Exact copies of the records below are required.

### Stored items from a collection
------------------------------------

PR #761, opened 2019-01-28
add last-in-first-out option to run_scraper

terinpw:


recidiviz/ingest/run_scraper.py
```diff
@@ -131,6 +134,12 @@ def _create_parser():
         '--log', required=False, default='INFO', type=logging.getLevelName,
         help='Set the logging level'
     )
+    parser.add_argument(
+        'lifo', requred=False, default=False, type=bool, action='store_true',
```
colincadams: nit: `default=False` and `type=bool` aren't needed when you use `store_true` as far as I know

PR #762, opened 2019-01-28
UsNcAlamance

ohinds:
A superion scraper.


recidiviz/ingest/us_nc_buncombe/us_nc_buncombe.yaml
```diff
@@ -0,0 +1,2 @@
+key_mappings:
```
jamwalla: I wonder if create_scraper shouldn't make these by default? or if I'm only noticing them when they're empty. anyways, this is for a different region so definitely shouldn't be in this pr, but while you're at it let's remove the alamance yaml as well

recidiviz/ingest/vendors/superion/superion_scraper.py
```diff
@@ -196,6 +199,35 @@ def populate_data(self, content, task: Task,
...
+                # Fill in charge class, if it's in the name
+                if charge.name:
+                    for charge_class in ChargeClass:
+                        # Skip searching for the string 'OTHER' in
+                        # charge name, as it's probably unrealted to
+                        # the charge class, even if it's there.
+                        if charge_class is ChargeClass.OTHER:
+                            continue
+
+                        if charge_class.value in charge.name:
```
jamwalla: maybe call `normalize` on charge.name (once I land #756), unless you're sure it's always uppercase and space-delimited

recidiviz/ingest/vendors/superion/superion_scraper.py
```diff
@@ -196,6 +199,35 @@ def populate_data(self, content, task: Task,
...
+                            charge.charge_class = charge_class.value
+                            break
+
+                # Transfer the bond type to charge status, if we
+                # detect that the bond type field contains a charge
+                # status enum value.
+                try:
+                    if charge.bond and charge.bond.bond_type:
+                        _ = ChargeStatus.from_str(charge.bond.bond_type)
```
jamwalla: use ChargeStatus.can_parse instead (thanks colin! #758)

PR #763, opened 2019-01-28
Texas parse our report date

arian487:
Adds functionality to parse date for texas


recidiviz/ingest/aggregate/regions/tx/tx_aggregate_ingest.py
```diff
@@ -15,32 +15,47 @@
...
 
 import recidiviz.common.constants.enum_canonical_strings as enum_strings
 from recidiviz.ingest.aggregate import aggregate_ingest_utils
 from recidiviz.persistence.database.schema import TxCountyAggregate
 
+DATE_PARSE_ANCHOR = 'Abbreviated Population Report for'
 
-def parse(filename: str, date_scraped: datetime.datetime) \
+
+def parse(filename: str) \
```
zacharylawrence: Does this fit on one line now?

recidiviz/ingest/aggregate/regions/tx/tx_aggregate_ingest.py
```diff
@@ -15,32 +15,47 @@
...
-    table['report_date'] = date_scraped
+    table['report_date'] = _parse_date(filename)
     table['report_granularity'] = enum_strings.monthly_granularity
 
     return {
         TxCountyAggregate: table
     }
 
 
+def _parse_date(filename: str):
```
zacharylawrence: Could you add the return type here too?

recidiviz/ingest/aggregate/regions/tx/tx_aggregate_ingest.py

------------------------------------

### Problem solution
PR #761, opened 2019-01-28
add last-in-first-out option to run_scraper

terinpw:


recidiviz/ingest/run_scraper.py
```diff
@@ -131,6 +134,12 @@ def _create_parser():
         '--log', required=False, default='INFO', type=logging.getLevelName,
         help='Set the logging level'
     )
+    parser.add_argument(
+        'lifo', requred=False, default=False, type=bool, action='store_true',
```
colincadams: nit: `default=False` and `type=bool` aren't needed when you use `store_true` as far as I know

PR #762, opened 2019-01-28
UsNcAlamance

ohinds:
A superion scraper.


recidiviz/ingest/us_nc_buncombe/us_nc_buncombe.yaml
```diff
@@ -0,0 +1,2 @@
+key_mappings:
```
jamwalla: I wonder if create_scraper shouldn't make these by default? or if I'm only noticing them when they're empty. anyways, this is for a different region so definitely shouldn't be in this pr, but while you're at it let's remove the alamance yaml as well

recidiviz/ingest/vendors/superion/superion_scraper.py
```diff
@@ -196,6 +199,35 @@ def populate_data(self, content, task: Task,
...
+                # Fill in charge class, if it's in the name
+                if charge.name:
+                    for charge_class in ChargeClass:
+                        # Skip searching for the string 'OTHER' in
+                        # charge name, as it's probably unrealted to
+                        # the charge class, even if it's there.
+                        if charge_class is ChargeClass.OTHER:
+                            continue
+
+                        if charge_class.value in charge.name:
```
jamwalla: maybe call `normalize` on charge.name (once I land #756), unless you're sure it's always uppercase and space-delimited

recidiviz/ingest/vendors/superion/superion_scraper.py
```diff
@@ -196,6 +199,35 @@ def populate_data(self, content, task: Task,
...
+                            charge.charge_class = charge_class.value
+                            break
+
+                # Transfer the bond type to charge status, if we
+                # detect that the bond type field contains a charge
+                # status enum value.
+                try:
+                    if charge.bond and charge.bond.bond_type:
+                        _ = ChargeStatus.from_str(charge.bond.bond_type)
```
jamwalla: use ChargeStatus.can_parse instead (thanks colin! #758)

PR #763, opened 2019-01-28
Texas parse our report date

arian487:
Adds functionality to parse date for texas


recidiviz/ingest/aggregate/regions/tx/tx_aggregate_ingest.py
```diff
@@ -15,32 +15,47 @@
...
 
 import recidiviz.common.constants.enum_canonical_strings as enum_strings
 from recidiviz.ingest.aggregate import aggregate_ingest_utils
 from recidiviz.persistence.database.schema import TxCountyAggregate
 
+DATE_PARSE_ANCHOR = 'Abbreviated Population Report for'
 
-def parse(filename: str, date_scraped: datetime.datetime) \
+
+def parse(filename: str) \
```
zacharylawrence: Does this fit on one line now?

recidiviz/ingest/aggregate/regions/tx/tx_aggregate_ingest.py
```diff
@@ -15,32 +15,47 @@
...
-    table['report_date'] = date_scraped
+    table['report_date'] = _parse_date(filename)
     table['report_granularity'] = enum_strings.monthly_granularity
 
     return {
         TxCountyAggregate: table
     }
 
 
+def _parse_date(filename: str):
```
zacharylawrence: Could you add the return type here too?

recidiviz/ingest/aggregate/regions/tx/tx_aggregate_ingest.py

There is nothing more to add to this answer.